本日議論になった、いわゆる実装研究は恐らく多くのものにかかわってくると思うのです。主に(6)(7)(8)にもかかわってくるものだと思うのですが、この実装研究に関しては、この中にどの辺に盛り込まれていくのか。それについて、事務局からお願いいたします。
○健康局がん・疾病対策課課長補佐 先生おっしゃるように、やはり予防の部分を念頭に置きつつも、患者さんの生活に近い部分でも、この実装研究は当然入ってくると思いますので、実際、報告書でどのあたりに書くのがいいのかというのは、次回、我々のほうで案を差し上げますので、その部分を含めて御議論いただければと思います。
○中釜座長 ありがとうございます。
 そのほか、御意見はございますでしょうか。
 米田構成員。
○米田構成員 これはどこに書き込むのがいいのか、わからないのですけれども、やはりこれからのがん研究とか開発を進めるための人材をどう育てるかという観点の何か項目というものが一つ含まれるのは大事なことかなと感じております。
○中釜座長 確かに重要なポイントでした。人材育成のことが余り重点的には議論されなかったのですけれども、それも非常に重要なポイントですので、ぜひどこかに盛り込んでいただければと思います。
 基本計画の中には人材育成が書き込まれていますけれども、それをどういうふうに、研究という視点で書けるかということだと思うのですが、事務局からお願いできますか。
○健康局がん対策推進官 事務局です。
 そういう意味では、本日の最後の横断的なところの13ページの基盤整備等の中でいただいた御意見を整理させていただいておりますので、報告書の中でも同様に考えております。
○中釜座長 ありがとうございました。
 お願いいたします。
○健康局がん・疾病対策課課長補佐 1点だけちょっとお伺いしておきたいのですけれども、人材育成の部分というものは、今回は13ページのいただいた御意見のところでは特に若手育成という観点で御意見をいただいたのかなと認識しておりますが、そういう理解でよろしいでしょうか。

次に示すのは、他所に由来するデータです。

PR #1933, opened 2026-08-07
spdm: install the ML-DSA-87 IDevID cert into Caliptra

RaunakGu:
## What's fixed

**The ML-DSA-87 IDevID certificate was never installed into Caliptra.** The MCU read the ECC-384 cert from OTP partition 1 and installed it, but ignored the ML-DSA-87 cert already provisioned in partition 2. Caliptra never issues the IDevID cert, so only the MCU can install it — without this the PQC chain has no path to the vendor root.

## How

- Staged, not streamed — the cert is read into a 9 KiB heap scratch pool and sent as one payload. Streaming would hold the Caliptra mailbox with EXECUTE asserted across ~1,900 sequential 4-byte OTP syscalls and starve other mailbox users. The pool is heap-allocated and freed when the installer task ends, so it is not held for the life of the app.
- Length taken from the cert's own DER header, bounded by both the OTP partition size and Caliptra's 8192-byte cap, so a short cert can't splice `0xFF` fill into the chain.
- Best-effort: cannot fail cert-store init, since no SPDM requester can negotiate ML-DSA yet and a PQC defect must not break the ECC chain. Both failure paths log a warning.

## Scope

Write path only — nothing on the MCU can read the ML-DSA chain back today (its sole reader is behind `INVOKE_DPE_MLDSA87`; the MCU hardcodes `INVOKE_DPE_ECC384`). Landing it now because OTP is burned at manufacturing.

## Verification

3 new unit tests in `mcu-caliptra-api-lite` (32 total pass) covering DER length accept/reject, length guards, and checksum folding. Clean across all 8 feature configs the workflows build. **SRAM delta: 0** — the 8192-byte FPGA overflow is identical on base and this branch.

> **CI note:** the `analyze` failure is unrelated to this change — the size-history walker aborts on a dirty `Cargo.lock` left by main's commit `4ea26b146`, reproducible on plain `main` with none of this code. Fix upstream in chipsalliance/caliptra-infra#76.

### DIFF
--- a/platforms/emulator/runtime/userspace/apps/user/src/spdm/cert_store/mod.rs
+++ b/platforms/emulator/runtime/userspace/apps/user/src/spdm/cert_store/mod.rs
@@ -2,11 +2,17 @@
 
 //! Cert store initialization for the spdm-lib emulator platform.
 //!
-//! Reads the IDevID ECC-384 certificate from OTP, installs it into
-//! Caliptra, and configures the cert slots:
+//! Reads the IDevID certificates from OTP, installs them into Caliptra, and
+//! configures the cert slots:
 //!   - Slot 0 (Vendor): ReadOnly endorsement from static Root CA
 //!   - Slot 1 (Owner):  Managed endorsement (flash-backed, initially empty)
 //!   - Slot 2 (Tenant): Managed endorsement (flash-backed, initially empty)
+//!
+//! Caliptra generates the IDevID *keypair* and a self-signed CSR, but never the
+//! IDevID *certificate* — that is issued externally and provisioned into OTP.
+//! Both the ECC-384 (partition 1) and ML-DSA-87 (partition 2) IDevID certs are
+//! read here and prepended to their respective Caliptra cert chains via the
+//! `POPULATE_IDEV_*_CERT` mailbox commands.
 
 mod slot0_endorsements;
 
@@ -14,8 +20,16 @@ mod slot0_endorsements;
 use caliptra_mcu_config_emulator::flash::CERT_STORE_PARTITION;
 use caliptra_mcu_libsyscall_caliptra::external_otp::ExternalOtp;
 use caliptra_mcu_libsyscall_caliptra::DefaultSyscalls;
+use caliptra_mcu_libtock_console::Console;
 use caliptra_mcu_spdm_pal::cert::store::SharedCertStore;
-use mcu_caliptra_api_lite::{populate_idev_ecc384_cert, ApiAlloc};
+// `log_warn!` writes through the console writer, so the trait must be in scope;
+// but the macro compiles to nothing in configurations without a log transport,
+// which makes the import look unused. Same treatment as spdm/mod.rs.
+#[allow(unused_imports)]
+use core::fmt::Write as _;
+use mcu_caliptra_api_lite::{
+    mldsa87_cert_der_len, populate_idev_ecc384_cert, populate_idev_mldsa87_cert, ApiAlloc,
+};
 use mcu_error::McuResult;
 
 /// SPDM slot IDs for OCP PKI entities.
@@ -31,23 +45,55 @@ const ECC_DEVID_CERT_SIZE: usize = 547;
 /// OTP partition ID for the IDevID ECC certificate.
 const OTP_IDEVID_ECC_PARTITION: u32 = 0x01;
 
+/// OTP partition ID for the IDevID ML-DSA-87 certificate.
+const OTP_IDEVID_MLDSA_PARTITION: u32 = 0x02;
+
 #[cfg(feature = "test-mctp-spdm-set-certificate")]
 const MANAGED_SLOT_COUNT: usize = 2;
 #[cfg(feature = "test-mctp-spdm-set-certificate")]
 const MANAGED_SLOT_REGION_SIZE: usize = CERT_STORE_PARTITION.size / MANAGED_SLOT_COUNT;
 
-/// Initialize the cert store for all 3 slots.
+/// One-time Caliptra setup: read the IDevID certs from OTP and install them.
 ///
-/// Must be called once before SPDM responder tasks start.
-/// Slot 0 failure is fatal. Slots 1-2 stay unprovisioned if
-/// flash is empty (they'll be provisioned via SET_CERTIFICATE).
-/// One-time Caliptra setup: read IDevID from OTP and install.
+/// The ECC-384 install is required — its failure aborts cert-store init because
+/// every SPDM flow in use today signs with ECC. The ML-DSA-87 install is
+/// best-effort and *cannot* fail this function: no SPDM requester can negotiate
+/// ML-DSA today (`AsymAlgos` has no PQC codepoint), so a PQC-provisioning defect
+/// must not take down the ECC chain that attestation actually depends on.
 pub async fn populate_idev<A: ApiAlloc>(alloc: &A) -> McuResult<()> {
     populate_idev_from_otp(alloc).await
 }
 
-/// Configure endorsement chains on the shared cert store.
-/// Called once from spdm_task before spawning responders.
+/// Install the IDevID ML-DSA-87 cert, off the responder-startup path.
+///
+/// Deliberately *not* part of [`populate_idev`]. The OTP driver reads 4 bytes
+/// per syscall, so a 7741-byte certificate costs 1,936 sequential reads against
+/// the ECC certificate's 137. Doing that before the responders start delays
+/// them past the point where a requester that is already connected gives up
+/// ("Error sending SPDM request"). Nothing can read the ML-DSA chain yet, so the
+/// install has no reason to gate SPDM coming up.
+///
+/// Failures are logged and swallowed: no SPDM requester can negotiate ML-DSA
+/// today (`AsymAlgos` has no PQC codepoint), so a PQC-provisioning defect must
+/// not disturb the ECC chain that attestation actually depends on. An
+/// unprovisioned or unreadable PQC IDevID on a device that should have one is a
+/// provisioning escape, so it is reported rather than dropped silently.
+pub async fn populate_idev_mldsa<A: ApiAlloc>(alloc: &A) {
+    if let Err(e) = populate_idev_mldsa_from_otp(alloc).await {
+        let mut cw = Console::<DefaultSyscalls>::writer();
+        crate::log_warn!(
+            cw,
+            "SPDM: ML-DSA-87 IDevID cert not installed: 0x{}",
+            crate::Hex32(u32::from(e))
+        );
+    }
+}
+
+/// Configure endorsement chains on the shared cert store, for all 3 slots.
+///
+/// Called once from spdm_task before spawning responders. Slot 0 failure is
+/// fatal. Slots 1-2 stay unprovisioned if flash is empty (they'll be
+/// provisioned via SET_CERTIFICATE).
 pub async fn setup_endorsements<A: ApiAlloc>(store: &SharedCertStore, alloc: &A) -> McuResult<()> {
     // Slot 0 (Vendor): ReadOnly endorsement with static Root CA.
     // Retry on mailbox busy (SHA calls during root cert hashing).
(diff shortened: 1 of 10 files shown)


platforms/emulator/runtime/userspace/apps/user/src/spdm/cert_store/mod.rs
```diff
@@ -145,3 +191,115 @@ async fn populate_idev_from_otp<A: ApiAlloc>(alloc: &A) -> McuResult<()> {
...
+async fn populate_idev_mldsa_from_otp<A: ApiAlloc>(alloc: &A) -> McuResult<()> {
+    let otp = ExternalOtp::<DefaultSyscalls>::new();
+
+    // Submit the cert's own DER length, not the whole partition: a production
+    // cert shorter than its partition would otherwise splice the 0xFF fill into
+    // the chain.
+    let Some(cert_size) = mldsa_cert_der_len(&otp).await? else {
+        // No cert provisioned — leave the MLDSA chain as Caliptra built it. Say
+        // so: this is the branch that silently decides a device ships without a
+        // PQC IDevID, so it must not be indistinguishable from a successful
```
zhalvorsen: nit: can you remove this double negative in the comment?

runtime/userspace/api/caliptra-api-lite/src/cert.rs
```diff
@@ -56,6 +56,92 @@ pub async fn populate_idev_ecc384_cert<A: ApiAlloc>(alloc: &A, cert: &[u8]) -> M
...
+
+/// Build the `chksum(4) | cert_size(4)` request header for
+/// `POPULATE_IDEV_MLDSA87_CERT`.
+///
+/// The mailbox checksum covers the certificate bytes as well as the header.
+/// Because [`calc_checksum`] already returns the *negated* running sum, folding
+/// in the payload's byte-sum is a single subtraction:
+/// `0 - (S_hdr + S_cert) == calc_checksum(cmd, hdr) - S_cert`.
+fn populate_idev_mldsa87_header(cert_size: u32, cert_bytesum: u32) -> [u8; PREFIX_LEN] {
+    let mut header = [0u8; PREFIX_LEN];
```
zhalvorsen: Using raw bytes here feels a bit brittle. Can we use a structure here with `zerocopy` that is tied to the original message to make sure it stays consistent with the Caliptra command:

```Rust
#[repr(C)]
#[derive(Debug, IntoBytes, FromBytes, Immutable, KnownLayout, PartialEq, Eq)]
pub struct PopulateIdevMldsa87CertReqHeader {
    pub header: MailboxReqHeader,
    pub cert_size: u32,
}

const _: () = assert!(offset_of!(PopulateIdevMldsa87CertReqHeader, header) == offset_of!(PopulateIdevMldsa87CertReq, header));
const _: () = assert!(offset_of!(PopulateIdevMldsa87CertReqHeader, cert_size) == offset_of!(PopulateIdevMldsa87CertReq, cert_size));
const _: () = assert!(size_of::<PopulateIdevMldsa87CertReqHeader>() + PopulateIdevMldsa87CertReq::MAX_CERT_SIZE == size_of::<PopulateIdevMldsa87CertReq>());
```

platforms/emulator/runtime/userspace/apps/user/src/spdm/cert_store/mod.rs
```diff
@@ -145,3 +191,115 @@ async fn populate_idev_from_otp<A: ApiAlloc>(alloc: &A) -> McuResult<()> {
...
+            .read(partition_id, offset as u32)
+            .await
+            .map_err(|_| mcu_error::codes::INTERNAL_BUG)?;
+        let word_bytes = word.to_le_bytes();
+        for (d, s) in out.iter_mut().skip(offset).zip(word_bytes.iter()) {
+            *d = *s;
+        }
+    }
+
+    Ok(())
```
zhalvorsen, line 325: nit: I think the logic can be simplified here a little


```suggestion
    let mut offset = 0;

    while offset < out.len() {
        let word = otp
            .read(partition_id, offset as u32)
            .await
            .map_err(|_| mcu_error::codes::INTERNAL_BUG)?;
        
        let word_bytes = word.to_le_bytes();
        
        // Calculate how many bytes we actually need to copy (4 or whatever is remaining)
        let remaining = out.len() - offset;
        let copy_len = remaining.min(4);

        out[offset..offset + copy_len].copy_from_slice(&word_bytes[..copy_len]);
        
        offset += 4;
    }

    Ok(())
```

platforms/emulator/runtime/userspace/apps/user/src/spdm/mod.rs
```diff
@@ -124,6 +131,44 @@ pub(crate) fn spawn_spdm_tasks(spawner: &Spawner) {
...
+/// cert store to be ready so the two installs do not contend for the mailbox,
+/// and nothing can read the ML-DSA chain yet, so ordering after SPDM comes up
+/// costs nothing.
+#[embassy_executor::task]
+async fn idev_mldsa_installer() {
+    // Wait for cert-store init (driven by whichever responder wins the race)
+    // before adding mailbox traffic of our own. A dedicated signal, because
+    // `CERT_STORE_DONE.wait()` consumes the value the responders need.
+    if !CERT_STORE_READY.wait().await {
+        return;
```
zhalvorsen, line 276: Should this return some type of status so the caller knows to try again later?

platforms/emulator/runtime/userspace/apps/user/src/spdm/mod.rs
```diff
@@ -63,6 +63,11 @@ static CERT_STORE_DONE: Signal<CriticalSectionRawMutex, bool> = Signal::new();
 /// Cert store init state: 0 = uninit, 1 = in progress, 2 = done.
 static CERT_STORE_STATE: AtomicU8 = AtomicU8::new(0);
 
+/// Fired once with the cert-store init outcome, for the ML-DSA installer task.
+/// Separate from [`CERT_STORE_DONE`] because `Signal::wait` consumes the value
+/// and the responders are already contending for that one.
+static CERT_STORE_READY: Signal<CriticalSectionRawMutex, bool> = Signal::new();
```
amit-kumarh: Can we use a type like `embassy_sync::watch` that supports multiple consumers instead of creating multiple `Signal`s here?

platforms/emulator/runtime/userspace/apps/user/src/spdm/mod.rs
```diff
@@ -124,6 +131,44 @@ pub(crate) fn spawn_spdm_tasks(spawner: &Spawner) {
...
+    // Sized for one ML-DSA-87 certificate (Caliptra caps it at 8192) plus the
+    // allocator bitmap and the 8-byte mailbox response — not the responders'
+    // 12 KiB, since this task only ever stages the certificate.
+    const MLDSA_SCRATCH_SIZE: usize = 9 * 1024;
+
+    #[repr(C, align(64))]
+    struct ScratchBuf([u8; MLDSA_SCRATCH_SIZE]);
+    static mut MLDSA_SCRATCH: ScratchBuf = ScratchBuf([0u8; MLDSA_SCRATCH_SIZE]);
+    // SAFETY: this task is the sole owner of `MLDSA_SCRATCH`.
+    let scratch_ptr: NonNull<u8> = unsafe { NonNull::new_unchecked(MLDSA_SCRATCH.0.as_mut_ptr()) };
```
zhalvorsen: nit: I'm not a big fan of raw `mut static` can we use `StaticCell` here instead?


```suggestion
    static MLDSA_SCRATCH: StaticCell<ScratchBuf> = StaticCell::new();
    let scratch = MLDSA_SCRATCH.init(ScratchBuf([0u8; MLDSA_SCRATCH_SIZE]));
    let scratch_ptr = core::ptr::NonNull::from(&mut scratch.0).cast::<u8>();
```

platforms/emulator/runtime/userspace/apps/user/src/spdm/cert_store/mod.rs
```diff
@@ -145,3 +191,115 @@ async fn populate_idev_from_otp<A: ApiAlloc>(alloc: &A) -> McuResult<()> {
...
+    Ok(mldsa87_cert_der_len(word, partition_size))
+}
+
+/// Read `out.len()` bytes from the start of an OTP partition.
+///
+/// The driver is word-addressed, so whole 32-bit words are copied and any
+/// trailing 1..3 bytes are taken from the final word (the ML-DSA-87 cert is
+/// 7741 bytes, i.e. not a word multiple). Panic-free: every store goes through
+/// a checked slice, since a panic in this app is fatal.
+async fn read_otp_range(
```
amit-kumarh, line 304: nit: perhaps better in a follow-up, but we should have the ECC chain use this helper as well.

platforms/emulator/runtime/userspace/apps/user/src/spdm/mod.rs
```diff
@@ -124,6 +131,44 @@ pub(crate) fn spawn_spdm_tasks(spawner: &Spawner) {
...
+    }
+
+    // Sized for one ML-DSA-87 certificate (Caliptra caps it at 8192) plus the
+    // allocator bitmap and the 8-byte mailbox response — not the responders'
+    // 12 KiB, since this task only ever stages the certificate.
+    const MLDSA_SCRATCH_SIZE: usize = 9 * 1024;
+
+    #[repr(C, align(64))]
+    struct ScratchBuf([u8; MLDSA_SCRATCH_SIZE]);
+    static mut MLDSA_SCRATCH: ScratchBuf = ScratchBuf([0u8; MLDSA_SCRATCH_SIZE]);
```
amit-kumarh: The PR description says

> Streamed, not staged — 7.7 KiB won't fit the app's 12 KiB SPDM scratch pool; peak cost is one 256-byte chunk.

but it looks like we are allocating a separate 9k buffer here to stage the MLDSA cert. Can we update the description to match?

platforms/emulator/runtime/userspace/apps/user/src/spdm/cert_store/mod.rs
```diff
@@ -31,23 +45,55 @@ const ECC_DEVID_CERT_SIZE: usize = 547;
...
-/// Initialize the cert store for all 3 slots.
+/// One-time Caliptra setup: read the IDevID certs from OTP and install them.
 ///
-/// Must be called once before SPDM responder tasks start.
-/// Slot 0 failure is fatal. Slots 1-2 stay unprovisioned if
-/// flash is empty (they'll be provisioned via SET_CERTIFICATE).
-/// One-time Caliptra setup: read IDevID from OTP and install.
+/// The ECC-384 install is required — its failure aborts cert-store init because
+/// every SPDM flow in use today signs with ECC. The ML-DSA-87 install is
+/// best-effort and *cannot* fail this function: no SPDM requester can negotiate
```
amit-kumarh: nit: While technically true righty now, we are in the process of adding SPDM 1.4 and MLDSA support, so we will be using the PQC codepaths. Might it be worth it to remove such references just so we don't have to come back for them later.

platforms/emulator/runtime/userspace/apps/user/src/spdm/mod.rs
```diff
@@ -124,6 +131,44 @@ pub(crate) fn spawn_spdm_tasks(spawner: &Spawner) {
...
+}
+
+/// Install the IDevID ML-DSA-87 certificate once the responders are serving.
+///
+/// Its own task because the install is ~1,900 sequential 4-byte OTP reads —
+/// doing it inside `ensure_cert_store_init` delayed responder startup past the
+/// point where an already-connected requester gives up. It waits for the ECC
+/// cert store to be ready so the two installs do not contend for the mailbox,
+/// and nothing can read the ML-DSA chain yet, so ordering after SPDM comes up
+/// costs nothing.
```
clundin25, line 259: Wonder if we should have a task dedicated to offloading OTP operations? I imagine this will be a bottleneck elsewhere, and a generic solution may save resources

platforms/emulator/runtime/userspace/apps/user/src/spdm/mod.rs
amit-kumarh: Instead of making this memory `static`, should  we instead use a heap-allocated Vec or other buffer? That way, we don't have to permanently lock up this 9k of memory that's only used on boot and can at least release it back to the heap.

For example, as is done in `//platforms/emulator/runtime/userspace/apps/user/src/image_loader/mod.rs:345`

It looks like the heap size in `//platforms/emulator/runtime/userspace/apps/user/src/riscv.rs` is currently 8k, so we'd have to bump the size of it, but I think using some memory that can be returned to the heap is better than tying up the 9k forever

platforms/emulator/runtime/userspace/apps/user/src/spdm/cert_store/mod.rs
amit-kumarh: also for a follow-up (not blocking): we should consider adding a chunked OTP read to the syscall interface

amit-kumarh (approved):
Could we actually merge this into `feature/spdm-1_4` branch as well? This is where we are performing all of the SPDM 1.4 / PQC work, and we will merge them all together into `main` from there

edit: created #2007 for this

RaunakGu:
@amit-kumarh , OTP read is not going to be there for all the integrator, do we need to add chunk based read?, I will create a discussion thread.

Did you already merge this to spdm-1.4 branch, or you want me to merge it there?

amit-kumarh:
@RaunakGu If we're reading a large PQC certificate, I think it makes sense to add a chunked read option to the `ExternalOtp` interface (regardless of what it's backed by, whether that's flash, OTP, etc.) so we don't have to make the round trip syscall for each word in the 8k cert. Glad to discuss further, that's an optimization that doesn't need to happen in this PR.

re : the spdm branch, I created #2007 to bring it up to date with main, which will include this PR on top, so should be all good from your end there.

parvathib (approved):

それ以上に若手育成の部分以外でもという話になりましょうか。
○米田構成員 主として、もちろん、若手研究者の育成が大切だと思っているのですけれども、先ほど鈴木構成員が言われた、例えば情報発信するような人材をどうするかといったことも含めて、今後のがん研究やがん対策に必要な人材をトータルでどう育てていくかというのは大事ではないかなと思います。
○健康局がん・疾病対策課課長補佐 ありがとうございます。
○中釜座長 なかなか現状では、この8つの領域の横断的を俯瞰した人材育成の論点は難しいのではないかと思うのですけれども、これからのがん医療の展開を考える上では非常に重要なポイントですので、もしどこかに書き込むのであれば明確に明示していただければと思います。
 ほかに御意見はございますか。
 堀田参考人。
○堀田参考人 今回の見直しは、大枠は変えないで、中身の充実という方向であると理解しておりますが、10カ年戦略ができるときにはその時点での問題意識がかなり色濃く出ていて、今、5年たったところで、これでいいのかどうかというのは、内容的には吟味する必要が多分あると思います。

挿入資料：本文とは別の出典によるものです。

PR #1936, opened 2026-08-07
Add filename to flash image header

### LINKED ISSUE #1841: [Flash Layout] Filename field is missing from ImageHeader
Hi Caliptra team,

The latest flash layout document defines a 64-byte Filename field in each image information entry:

https://github.com/chipsalliance/caliptra-mcu-sw/blob/main/docs/src/flash_layout.md

However, the ImageHeader structure in both main and main-2.1 does not include this field:

https://github.com/chipsalliance/caliptra-mcu-sw/blob/main/common/flash-image/src/lib.rs#L46
https://github.com/chipsalliance/caliptra-mcu-sw/blob/main-2.1/common/flash-image/src/lib.rs#L46

Current structure:

```rust
pub struct ImageHeader {
    pub identifier: u32,
    pub offset: u32,
    pub size: u32,
    pub image_checksum: u32,
    pub image_header_checksum: u32,
}
```

Could you please help synchronize the source code in both branches with the latest flash layout specification, including the Filename field and the related flash image generation and parsing logic?

Thanks!

mlvisaya:
Add the 64-byte filename field required by the flash layout and allow callers to set one optional network image filename when generating a combined flash image.

Fixes #1841


common/flash-image/src/lib.rs
```diff
@@ -47,11 +48,21 @@ pub struct ImageHeader {
     pub identifier: u32,
     pub offset: u32,
     pub size: u32,
+    pub filename: [u8; IMAGE_FILENAME_SIZE],
```
helloxiling: We expand `ImageHeader` from 20 to 84 bytes, but retains `HEADER_VERSION` 0x0002. Existing v2 images and ROMs use a 20-byte table stride, with no compatibility branch.  Shall we introduce a new format version or support both layouts explicitly?

builder/src/flash_image.rs
```diff
@@ -242,18 +242,29 @@ pub fn flash_image_create(args: &CaliptraBuildArgs) -> Result<()> {
...
     let flash_image = FlashImage::new(&images, &image_info);
     flash_image.write_to_file(offset, output_path)?;
 
     Ok(())
 }
 
-pub fn generate_image_info(images: Vec<FirmwareImage>) -> Vec<ImageHeader> {
+pub fn generate_image_info(
+    images: Vec<FirmwareImage>,
+    network_image_filename: Option<&str>,
```
helloxiling: Do we copy one filename into every image header?  Filename is per image and represents its TFTP path, so distinct image IDs generally require distinct paths. 
1. Should we consider storing filename on `ImageCfg` and test two entries with different names?  
2. It seems the production `all-build` caller never sets the new argument, and generated filenames may remain empty. Can we check that?

common/flash-image/src/lib.rs
mlvisaya: Good catch. I bumped `HEADER_VERSION` from `0x0002` to `0x0003` because adding the filename changes the `ImageHeader` wire layout from 20 to 84 bytes. Image generation and verification now both require v3; this change does not attempt to parse the v2 layout as v3.

builder/src/flash_image.rs
mlvisaya: Good points. I updated the implementation so the filename is per image: MCU RT and each SoC image use `ImageCfg::network_filename`, while Caliptra FMC/RT and the SoC manifest have dedicated optional `all-build` parameters. The flash-image test now covers distinct filenames for all five entries, including two different SoC image paths. `all-build` plumbs these values into base, feature-specific, and update images. They intentionally remain optional and zero-filled for current production invocations; those callers will supply their TFTP paths when network boot is implemented.

helloxiling: @mlvisaya , thanks for addressing the feedback. 
Should we also make changes to its consumer `FlashHeader::verify()` to check the version format so that ROM and runtime loaders can parse different headers properly?

builder/src/flash_image.rs
```diff
@@ -29,13 +29,20 @@ pub struct FlashImagePayload<'a> {
...
+    pub filename: [u8; MAX_FILENAME_LEN],
 }
 
 impl<'a> FirmwareImage<'a> {
-    pub fn new(identifier: u32, content: &'a [u8]) -> io::Result<Self> {
+    pub fn new(identifier: u32, content: &'a [u8], filename: Option<&[u8]>) -> io::Result<Self> {
+        let mut fname = [0u8; MAX_FILENAME_LEN];
+        if let Some(name) = filename {
+            let len = name.len().min(MAX_FILENAME_LEN);
+            fname[..len].copy_from_slice(&name[..len]);
```
helloxiling: We silently truncate filenames beyond 64 bytes, which could refer to the wrong TFTP object. Can we reject overlength paths instead?

mlvisaya: Addressed in `7547a3ec0`. `FirmwareImage::new()` now returns `InvalidInput` when the network filename exceeds 64 bytes instead of silently truncating it. The unit test covers the 64-byte boundary and rejection at 65 bytes.

builder/src/flash_image.rs
mlvisaya: Yes. `FlashHeader::verify()` now rejects any version other than `HEADER_VERSION` (`0x0003`) before accepting the header. Both firmware-update consumers call `verify()` before walking the image table, so they cannot interpret a v2 table using the v3 `ImageHeader` stride. I added a checksum-valid regression test confirming v3 is accepted and v2 is rejected in `7547a3ec0`.

helloxiling (approved):
Looks good to me.

mlvisaya:
thank you!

 特にライフステージというものをここに持ってきたのは、その当時の非常に社会的な要望も強かったからですが、この(5)だけが全体の流れからいくとちょっと異質なのです。ほかの領域は大体、開発の手法とか、そういったところで切られているのですが、ライフステージのところだけ特出しで、がんの特性とか、あるいはライフステージということになっています。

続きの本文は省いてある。